§ **EXERCISE INSTRUCTIONS**:
Could you reproduce the lines below from the one with "Windows Registry and release name: yes, Windows" through the one with "For Windows Server"? Keep both ends and add nothing.

(Items from a dataset)

PR #12544, opened 2021-06-13
winVersion/Windows 10 version fetch: use Windows Registry instead of a static release names to builds

### LINKED ISSUE #12509: Windows 10 versions: use Windows Registry to obtain release Id/display name
Hi,

I'd be happy to provide a pull request regarding this - after all, what I'm proposing was already implemented as part of an add-on.

### Introduction
As part of Windows as a Service (WaaS) model, Microsoft releases new releases of Windows every six months or so. As of June 2021, the latest release is 21H1 (May 2021 Update).

Until Windows 10 RTM (Version 1507/build 10240), one way to determine Windows releases was build number (Windows 10 uses Windows NT version 10.0 internally). With Version 1511 (November Update released in 2015), Microsoft added "ReleaseId" (aka YYMM) to identify releases, with this info displayed as part of About Windows (WinVer) dialog. The release Id can be found under the Windows Registry path HKLM\\SOFTWARE\\Microsoft\\Windows NT\\CurrentVersion.

Then in 2020, Microsoft made two related changes: the codename for a feature update became a public name for a semi-annual update, the best known being Version 20H2 (October 2020 Update). To reflect this change, a new key named "DisplayName" was added to the mentioned Registry path, which is used by WinVer instead of ReleaseId when displaying version information. If you recall, a few months ago we had a discussion about Windows 10 versions to be used (2009 versus 20H2) as part of #11795 (see that issue for details), and the new Registry key is the reason why.

The picture became complicated in 2021. As of June 2021, Microsoft is working on at least four code bases: Vibranium (2004/20H2/21H1), Iron Server 2022 and initial (and now canceled) version of Windows 10 X), Cobalt (a likely 21H2 build), and Nickel (next year and first bits may show up to dev channel Windows Insiders in a few weeks). Consequently, four build ranges were spotted by Windows Insiders: 1904x for Vibranium, 203xx for Iron, 21xxx for Cobalt, 22xxx for Nickel. As a result, it becomes harder to keep track of which release is which in the current Windows 10 version implementation, which is described below.

Currently winversion module includes a record of which Windows 10 release is tied to a specific build. This is used by winVersion.WinVersion class to display Windows 10 release information.

As described above, with multiple code bases being developed, it becomes harder to associate a feature update with a specific build number. This will become an issue when recognizing 21H2 later this year, as one needs to use a tuple or a similar structure to record multiple builds for a given release and look up the correct index based on product type.

Retrieve Windows 10 version information (Release Id/display name) directly from Windows Registry, and to use an updated releases to builds map as a fallback if Registry access is denied. In short, the following solution (source: Resource Monitor add-on which I am currently maintaining) is proposed:

1. For Windows 10 build 10240, return "1507".
2. Look for "DisplayName" key from the Registry path noted above.
3. If it fails, look up "ReleaseId" key.
4. If Registry access is completely denied, use the refined Windows 10 releases to builds map as a fallback. I expect it won't be necessary unless Registry access is denied to user programs such as NVDA.

This solution is applicable to Windows Server releases as well i.e. Server 2019 will say "Windows 10 1809" when winVersion.GetWinVer() is called.

The biggest advantage is that there is no need to add entries to releases to builds map when making NVDA recognize new Windows 10/Server releases - all the developer needs to do is add a WIN10_* constant (for Server 2022, if it turns out the build number is different then client releases, I think it would be better to call it WIN10_VER_SERVER, or perhaps WINSERVER_2022) since the needed info comes from Windows Registry. Plus, for Insiders on dev channel, display name is "Dev", making it easier for developers to determine which Windows 10 release is in use by simply looking for "Windows 10 whatever".

The biggest issue is prerelease builds that are being tested by beta and release preview Insiders. Prior to general availability, Microsoft assigns a specific build as the feature update build, and this will be noticed by beta and release preview Insiders ahead of time by months to weeks, respectively. Therefore, to make sure people can add the correct Windows version information/constants, I propose that people should wait until a feature update is released to release preview Insiders before sending a pull request to update winVersion module (this was the route I took to add 21H1 information a few weeks ago).

Perhaps an unlikely issue is Registry access denial. I doubt this will be the case, but just in case this happens, I think existing releases to builds map should be used as a fallback to some degree.

Leave it as is and refine releases to builds map to account for a given feature release using different build numbers based on product type. One approach (although folks will need to wait until 2022.1 cycle) is change releases to builds map so that it records builds:releases instead of releases:builds.

### Additional context
For a practical implementation, see:
https://github.com/josephsl/resourceMonitor

Don't worry about Windows Server LTS bits as it is not applicable to this issue. Also, if anyone would like to base a PR on bits of resource Monitor, feel free to do so.

Thanks.

josephsl:
Hi,

Mostly in preparation for a possibility that Windows 10 Version 21H2 will be used by multiple builds, including Server 2022, and prepares NVDA to support Windows 11 and future Windows versions:

### Link to issue number:
Closes #12509 

### Summary of the issue:
Currently a static Windows 10 release names to builds map is used to record Windows 10 builds to feature updates (releases). Until 21H1 there was a one-to-one correspondence between releases and builds, but it appears Version 21H2 will be represented by multiple builds:

* Windows 10: 19044
* Server 2022: 20348
* Windows 11: build 22000

Builds subject to confirmation.

Therefore this breaks current static map.

Since Version 1511, Windows Registry holds release name which corresponds to builds (e.g. 1511 = 10586, 20H2 = 19042), housed inside a "Release Id" key. Starting with Version 20H2, a separate "DisplayVersion" key is used to announce public release name. In Windows Insider Preview builds, dev channel has display version of "Dev", making it even easier to determine what kind of build a user is running. This tradition continues with Windows 11 and Server 2022, with Registry recording "21H2", which makes sense given their projected release period. Therefore use Windows Registry instead of the static releases to builds map and deprecate releases to builds map.

### Testing strategy:
Manual testing:

1. On supported Windows 10 releases (1507 LTS, 1607/server 2016 LTS, 1809/Server 2019 LTS, 1909 (Enterprise and Education), 2004, 20H2, 21H1, 21H2/Server 2022 preview, Windows Insider Preview dev channel), open Windows Registry path described in #12509 and confirm that release Id's and display name keys are present (the latter is available starting with 20H2).
2. In Python Console, verify that winVersion.getWinVer() says "Windows 10 YYMM/YYHn" and the last part (release name) matches the value obtained from Windows Registry.
3. Optionally, define a local unit test that checks the version string returned by winVersion.getWinVer() starts with "Windows 10 release" for the local system (e.g. "Windows 10 21H1" on build 19043).

None

### Change log entries:
Likely a change for developers, stating that on Windows 10, release names are obtained from Windows Registry, although note that this is an internal operation. A visible changelog is:

Changes for developers:

On Windows 10 Version 1511 and later (including Insider Preview builds), current Windows feature update release name is obtained from Windows Registry. (#12509)
The releases to builds mapping found in winVersion module is deprecated and will be removed in 2022.1. (#12544)

### Code Review Checklist:

- [x] Unit tests.
- [x] Manual testing.
- [x] User Documentation.
- [x] Change log entry.
  - Speech 
  - Braille
  - Low Vision
  - Different web browsers

### Discussion:
If this PR is adopted, what should we do about the static release names to builds map? There are three possibilities:

1. Swap releases with builds so the map records build : release. This makes Windows Registry method unnecessary - adding future Windows releases will continue to involve editing this map.
2. Deprecate and remove the static map - the only place the map is used is when fetching Windows 10 release names anyway, and since Windows Registry contains needed information, there is no need for this map. If deprecation and removal are chosen, a follow-up PR should be created during 2022.1 development cycle to remove the static map altogether.
3. For releases represented by multiple builds, have Windows 10 release name fetcher check for these builds and return the release name for these. This makes version fetch routine complicated as one needs to hunt for all build numbers represented by a single release name.

Update (2021-07-07): deprecated and replaced by a private builds to releases mapping.

Thanks.


josephsl:
Hi,

By the way, people watching NVDA add-ons may notice a similarity with Resource Monitor - in fact, this PR is a simplified version of Windows 10 version fetch routine found in that add-on, therefore it went through years of real-life usage.

Thanks.

cary-rowen:
@josephsl 
There is a digression, Windows 10 application enhancement is so versatile; after years of extensive use and testing, why not integrate it into NVDA itself?
Thanks.

josephsl:
Hi, not all features from that add-on can be integrated into NVDA because Windows 10 apps (built-in and from Microsoft Store) can change without notice, which also applies to features found in Windows Insider Preview builds (things come and go without notice, making it harder to say something is stable enough to be part of NVDA unless it’s been out there for a while). To be honest, Windows 10 App Essentials is “versatile” because of the state of app and feature accessibility and usability across Windows 10 releases (many commits in this add-on are frustrations about app accessibility and usability issues, which have lessened somewhat in recent years). Another key consideration is support duration for Windows 10 releases – some features are part of Windows 10 releases no longer supported by Microsoft, therefore if support for them ends in the add-on, I promptly remove the code associated with it (the add-on is currently going through such a transition to fully remove support for releases earlier than Version 2004). Thanks.

cary-rowen:
Thanks @josephsl for reply

source/winVersion.py
```diff
@@ -49,12 +50,22 @@ def _windowsVersionToReleaseName(self):
...
-			if self.build in buildsToReleases:
-				return f"Windows 10 {buildsToReleases[self.build]}"
-			else:
-				# Windows Insider build.
-				return "Windows 10 prerelease"
+			# From Version 1511 (build 10586), release Id/display version comes from Windows Registry.
+			# Always return "Windows 10 1507" on build 10240.
+			if self.build == 10240:
+				return "Windows 10 1507"
+			currentVersion = winreg.OpenKey(winreg.HKEY_LOCAL_MACHINE, r"Software\Microsoft\Windows NT\CurrentVersion")
```
leonardder, line 57: Please use a with clause

LeonarddeR (changes requested):
I assume it will suffice to remove the release map altogether.

josephsl:
Hi, I once saw Registry access used as a context manager but wasn’t sure if it is applicable; now you mention it, I’ll perform some tests and make necessary changes (this is also applicable to Resource Monitor add-on, come to think of it). Thanks for this tip.

josephsl:
Hi,

In the end, there is no point in keeping something that will soon break (look at various 21H2 build branches), so the releases map will be gone.

Thanks.

source/winVersion.py
```diff
@@ -49,12 +50,23 @@ def _windowsVersionToReleaseName(self):
...
+				# Version 20H2 and later where a separate display version string is used.
+				# For backward compatibility, release Id will store display version string.
+				try:
+					releaseId = winreg.QueryValueEx(currentVersion, "DisplayVersion")[0]
+				except OSError:
+					releaseId = None
+				# Version 1511 and later unless display version string is present.
+				if not releaseId:
+					releaseId = winreg.QueryValueEx(currentVersion, "ReleaseID")[0]
+			return f"Windows 10 {releaseId}"
```
feerrenrut, line 69: This will return the name of the Windows release you are running on regardless of how the `WinVersion` class is constructed right?

Eg, ensure there is a unit test for this. I suspect this will fail on any computer running a later version of Windows.
```python
assertEqual(repr(WIN10_1511), "Windows 10 10586")
```

source/winVersion.py
```diff
@@ -124,21 +136,5 @@ def isUwpOcrAvailable():
 	return os.path.isdir(UWP_OCR_DATA_PATH)
 
 
-WIN10_RELEASE_NAME_TO_BUILDS = {
```
feerrenrut, line 127: This is part of the API, it can be deprecated, but shouldn't be removed.

source/winVersion.py
```diff
@@ -49,12 +50,23 @@ def _windowsVersionToReleaseName(self):
 		elif (self.major, self.minor) == (6, 3):
 			return "Windows 8.1"
 		elif self.major == 10:
-			buildsToReleases = {build: release for release, build in WIN10_RELEASE_NAME_TO_BUILDS.items()}
```
feerrenrut, line 52: If this is the only usage, and it reverses the mapping, you could consider adding a new mapping, deprecating the old one. The new mapping would be internal only, and map builds to release names. Though this isn't necessary if we just construct the `class WinVersion` with the release name populated.

source/winVersion.py
feerrenrut: If you keep this for the `getWinVer` case, please cache it at module level, it doesn't need to happen more than once.

feerrenrut (changes requested):
I'm ok with getting the Release name like this (from the registry) when the `getWinVer` method is called. But for the constants it would be better to stick to an in code mapping, perhaps instead of the `WIN10_RELEASE_NAME_TO_BUILDS` dictionary, add an argument to `class WinVersion` to set the release name and set all the names with the constants. Then there can be a constant for each variation of  "21H2 " EG something like `WIN10_21H2_SERVER_2022 = WinVersion(major=10, minor=0, build=20348, releaseName="Windows 10 21H2 Server 2022")`

josephsl:
> I'm ok with getting the Release name like this (from the registry) when the `getWinVer` method is called. But for the constants it would be better to stick to an in code mapping, perhaps instead of the `WIN10_RELEASE_NAME_TO_BUILDS` dictionary, add an argument to `class WinVersion` to set the release name and set all the names with the constants. Then there can be a constant for each variation of "21H2 " EG something like `WIN10_21H2_SERVER_2022 = WinVersion(major=10, minor=0, build=20348, releaseName="Windows 10 21H2 Server 2022")`

Hi,

Adding "releaseName": this will also benefit Windows 7 and 8.x.

Windows Registry and release name: yes, Windows Registry will return the correct release name depending on the version you've got, so it can be used in winVersion.getWinVer function, I was wondering about unit tests - I'll come up with soething.

Release names to builds map: not needed as Windows Registry and release name argument will suffice.

Caching release name from the module: right, that is a useful optimization strategy.

Would you like me to restore the release names to builds dictionary for 2021.x and mark it as deprecated in the process?

Thanks.

josephsl:
Hi,

For Windows Server 2022, at least "Windows 10 21H2" will be returned, which is fine. The overall PR could change depending on what we learn on June 24th.

Thanks.

josephsl:
Hi,

As for unit test, str.startswith should be checked as repr records release name, build, and product type in one go.

Thanks.

source/winVersion.py
feerrenrut: You'll need to restore this dictionary and add a comment that it is deprecated to be removed in 2022.1. You can also add a comment that it isn't used internally and should not be updated further.

source/winVersion.py
```diff
@@ -26,35 +27,38 @@ def __init__(
...
-			if self.build in buildsToReleases:
-				return f"Windows 10 {buildsToReleases[self.build]}"
-			else:
-				# Windows Insider build.
-				return "Windows 10 prerelease"
+			# From Version 1511 (build 10586), release Id/display version comes from Windows Registry.
+			# Always return "Windows 10 1507" on build 10240.
+			if self.build == 10240:
+				return "Windows 10 1507"
+			return f"Windows 10 {WIN10CURRENTRELEASENAME}"
```
feerrenrut, line 61: I don't think this should fall back to the current release name, that would be quite confusing.

feerrenrut: If we want to support manual construction of these classes rather than only using the pre-constructed ones `WIN10_1607` etc, and automatically supplying the release name where it is known, then instead of passing in the name on construction make a build to release name map and look up the release name from the build.

source/winVersion.py
```diff
@@ -81,22 +85,38 @@ def __ge__(self, other):
...
+	# Version 20H2 and later where a separate display version string is used.
+	# Release Id (older releases) and display version (20H2 and later) will be cached.
+	try:
+		WIN10CURRENTRELEASENAME = winreg.QueryValueEx(currentVersion, "DisplayVersion")[0]
+	except OSError:
+		# Don't set anything if this is Windows 10 1507 or earlier.
+		try:
+			WIN10CURRENTRELEASENAME = winreg.QueryValueEx(currentVersion, "ReleaseID")[0]
+		except OSError:
+			WIN10CURRENTRELEASENAME = None
```
feerrenrut, line 119: Please put this in a function I'd recommend calling it directly from `getWinVer` to supply the `releaseName=` argument when constructing `WinVersion`

source/winVersion.py
feerrenrut: Could you make this happen automatically, like this:
``` python
# Deprecated: Windows 10 releases will be obtained from Windows Registry, no entries will be added.
# WIN10_RELEASE_NAME_TO_BUILDS will be removed in 2022.1.
if version_year < 2022:
	WIN10_RELEASE_NAME_TO_BUILDS = {
```

source/winVersion.py
```diff
@@ -81,32 +70,94 @@ def __ge__(self, other):
...
+			# Version 20H2 and later where a separate display version string is used.
+			try:
+				releaseId = winreg.QueryValueEx(currentVersion, "DisplayVersion")[0]
+			except OSError:
+				# Don't set anything if this is Windows 10 1507 or earlier.
+				try:
+					releaseId = winreg.QueryValueEx(currentVersion, "ReleaseID")[0]
+				except OSError:
+					releaseId = "unknown"
+		return f"Windows 10 {releaseId}"
```
feerrenrut, line 144: Please put this code in a separate function EG `_getRunningVersionNameFromReg`, I don't think it should be called here. It's too easy to conflate the version name for the build given by major, minor, build args with the version name for the currently running version of windows.

In this new function `_getRunningVersionNameFromReg`:
- protect against trying to query the registry before build 1511, raise an exception.
- Cache the result, it shouldn't have to open the registry twice, the running version of windows is not going to change. I'd use [`@lru_cache`](https://docs.python.org/3/library/functools.html#functools.lru_cache).

josephsl:
Hi, ah, similar to what Sean is doing with control types refactor? Sure – give me a sec. Thanks for this tip.

source/winVersion.py
```diff
@@ -81,32 +70,94 @@ def __ge__(self, other):
...
+WIN10_1903 = WinVersion(major=10, minor=0, build=18362, releaseName="Windows 10 1903")
+WIN10_1909 = WinVersion(major=10, minor=0, build=18363, releaseName="Windows 10 1909")
+WIN10_2004 = WinVersion(major=10, minor=0, build=19041, releaseName="Windows 10 2004")
+WIN10_20H2 = WinVersion(major=10, minor=0, build=19042, releaseName="Windows 10 20H2")
+WIN10_21H1 = WinVersion(major=10, minor=0, build=19043, releaseName="Windows 10 21H1")
+
+# Records a mapping between Windows builds and release names.
+# These include build 10240 for Windows 10 1507 and releases with multiple release builds.
+# These are applicable to Windows 10 as they report the same system version (10.0).
+BUILDS_TO_RELEASE_NAMES = {
```
feerrenrut, line 94: Please make this internal 
```suggestion
_BUILDS_TO_RELEASE_NAMES = {
```

source/winVersion.py
```diff
@@ -81,32 +70,94 @@ def __ge__(self, other):
...
-WIN10_1909 = WinVersion(major=10, minor=0, build=18363)
-WIN10_2004 = WinVersion(major=10, minor=0, build=19041)
-WIN10_20H2 = WinVersion(major=10, minor=0, build=19042)
-WIN10_21H1 = WinVersion(major=10, minor=0, build=19043)
+WIN7 = WinVersion(major=6, minor=1, build=7600, releaseName="Windows 7")
+WIN7_SP1 = WinVersion(major=6, minor=1, build=7601, releaseName="Windows 7", servicePack="1")
+WIN8 = WinVersion(major=6, minor=2, build=9200, releaseName="Windows 8")
+WIN81 = WinVersion(major=6, minor=3, build=9600, releaseName="Windows 8.1")
+WIN10 = WIN10_1507 = WinVersion(major=10, minor=0, build=10240, releaseName="Windows 10 1507")
+WIN10_1511 = WinVersion(major=10, minor=0, build=10586, releaseName="Windows 10 1511")
```
feerrenrut, line 79: Now that we have `BUILDS_TO_RELEASE_NAMES` you can remove this. I'd make it an optional argument on `class WinVersion` which should look it up using the function `_getWindowsReleaseName` but don't fall back to `_getRunningVersionNameFromReg`

source/winVersion.py
```diff
@@ -81,32 +70,94 @@ def __ge__(self, other):
...
+	else:
+		raise RuntimeError("Unknown Windows release")
 
 
 def getWinVer():
 	"""Returns a record of current Windows version NVDA is running on.
 	"""
 	winVer = sys.getwindowsversion()
+	try:
+		releaseName = getWindowsReleaseName(major=winVer.major, minor=winVer.minor, build=winVer.build)
```
feerrenrut, line 154: Try `_getRunningVersionNameFromReg` catch exception, then construct without a release name explicitly set, allowing `class WinVersion` to populate it via `_getWindowsReleaseName`.

feerrenrut (changes requested):

source/winVersion.py
```diff
@@ -81,32 +70,94 @@ def __ge__(self, other):
...
+	17763: "Windows 10 1809",
+	18362: "Windows 10 1903",
+	18363: "Windows 10 1909",
+	19041: "Windows 10 2004",
+	19042: "Windows 10 20H2",
+	19043: "Windows 10 21H1"
+}
+
+
+def getWindowsReleaseName(major: int = 0, minor: int = 0, build: int = 0) -> str:
```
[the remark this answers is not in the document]
josephsl: Done - it's a matter of restoring and tweaking the private method from previous commits.

source/winVersion.py
josephsl: Yep - the new WinReg method will return an empty string for release Id, which is then processed inside the private release name method. This is actually a stepping stone toward #12585 once this PR is merged into master. Thanks.

source/winVersion.py
josephsl: Done. Note that maxsize argument is supplied becasue we are using Python 3.7; in 3.9 there is no need to supply maxsize when defining the decorator.

source/winVersion.py
```diff
@@ -34,21 +78,43 @@ def __init__(
...
+		elif self.major == 10:
+			# From Version 1511 (build 10586), release Id/display version comes from Windows Registry.
+			# However there are builds with no release name (Version 1507/10240)
+			# or releases with different builds.
+			# Look these up first before asking Windows Registry.
+			if self.build in _BUILDS_TO_RELEASE_NAMES:
+				return _BUILDS_TO_RELEASE_NAMES[self.build]
+			releaseId = _getRunningVersionNameFromWinReg()
+			if not releaseId:
+				releaseId = "unknown"
```
feerrenrut, line 111: `_getWindowsReleaseName` shouldn't fall back to the registry, the only case where the registry should be used is when getting the version for the version currently running.

```suggestion
			if self.build in _BUILDS_TO_RELEASE_NAMES:
				return _BUILDS_TO_RELEASE_NAMES[self.build]
			if not releaseId:
				releaseId = "unknown"

```

source/winVersion.py
```diff
@@ -12,6 +12,50 @@
...
+	17763: "Windows 10 1809",
+	18362: "Windows 10 1903",
+	18363: "Windows 10 1909",
+	19041: "Windows 10 2004",
+	19042: "Windows 10 20H2",
+	19043: "Windows 10 21H1"
+}
+
+
+@functools.lru_cache(maxsize=128)
```
feerrenrut, line 37: I think this could only every have one value:
```suggestion
@functools.lru_cache(maxsize=1)

```

source/winVersion.py
```diff
@@ -70,94 +136,32 @@ def __ge__(self, other):
...
 	"""
 	winVer = sys.getwindowsversion()
-	try:
-		releaseName = getWindowsReleaseName(major=winVer.major, minor=winVer.minor, build=winVer.build)
-	except RuntimeError:
-		releaseName = "Windows release unknown"
 	return WinVersion(
 		major=winVer.major,
 		minor=winVer.minor,
 		build=winVer.build,
```
feerrenrut: Since this getting the currently running version of windows:
```suggestion
	try:
		releaseName = f"Windows 10 {_getRunningVersionNameFromWinReg()}"
	except RuntimeError:
		releaseName = None
	return WinVersion(
		major=winVer.major,
		minor=winVer.minor,
		build=winVer.build,
		releaseName=releaseName,
```

feerrenrut (changes requested):

josephsl:
Hi,

Ah, these clarify things a lot - in the future I should sleep before working on PR's...

Thanks.

source/winVersion.py
josephsl: When preparing for #12585, we might as well enhance release name or the private WinReg function to say "Windows 11" if running specific builds.

josephsl:
Hi,

Regarding first suggestion (release Id inside get release name method), since release Id is not used, NVDA will simply say, "Windows 10 unknown". This is done to resolve Flake8 errors, remove unused variable, and to prepare for Windows 11 and future releases.

Thanks.

josephsl:
Hi, you’re right – thanks for catching this.

source/winVersion.py
```diff
@@ -26,20 +72,26 @@ def __init__(
 			major: int = 0,
 			minor: int = 0,
 			build: int = 0,
+			releaseName: Optional[str] = "",
```
lukaszgo1, line 75: This  is quite unusual. The standard usage for `Optional` is for arguments which are set to `None` by default yet can accept a given type. Here however you're setting it into an empty string as a default value and passing `None` when constructing the instance. Can this be simplified to either always using empty  string and not accepting `None` or preferably using `None` as default value for this kwarg?

source/winVersion.py
```diff
@@ -124,20 +183,23 @@ def isUwpOcrAvailable():
...
-	"1903": 18362,
-	"1909": 18363,
-	"2004": 19041,
-	"20H2": 19042,
-	"21H1": 19043,
-}
+# Deprecated: Windows 10 releases will be obtained from Windows Registry, no entries will be added.
+# The below map will be removed in 2022.1.
+if version_year < 2022:
+	WIN10_RELEASE_NAME_TO_BUILDS = {
```
lukaszgo1, line 189: Please add a change log entry to the PR description explaining that this map is deprecated.

josephsl:
Hi, not really as this map is only used to look up Windows 10 releases, and no-one uses it. I feel it should have been a private map to begin with, but…

feerrenrut (changes requested):
Code looks good now.

Let's add support for Windows 11 in a follow up PR.
Can you please update the PR description, including deprecations in the section for the changes file.

josephsl:
Hi,

PR intro comment updated with what's new entries (any other changes needed?).

Thanks.

feerrenrut (approved):

feerrenrut:
Yes, looks good @josephsl.

feerrenrut (approved):
I think it is more useful if the deprecation entry in the change log points to the PR rather than the issue.

josephsl:
Hi, agreed. Thanks.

§ **EXPECTED OUTPUT**:
Windows Registry and release name: yes, Windows Registry will return the correct release name depending on the version you've got, so it can be used in winVersion.getWinVer function, I was wondering about unit tests - I'll come up with soething.

Release names to builds map: not needed as Windows Registry and release name argument will suffice.

Caching release name from the module: right, that is a useful optimization strategy.

Would you like me to restore the release names to builds dictionary for 2021.x and mark it as deprecated in the process?

Thanks.

josephsl:
Hi,

For Windows Server 2022, at least "Windows 10 21H2" will be returned, which is fine. The overall PR could change depending on what we learn on June 24th.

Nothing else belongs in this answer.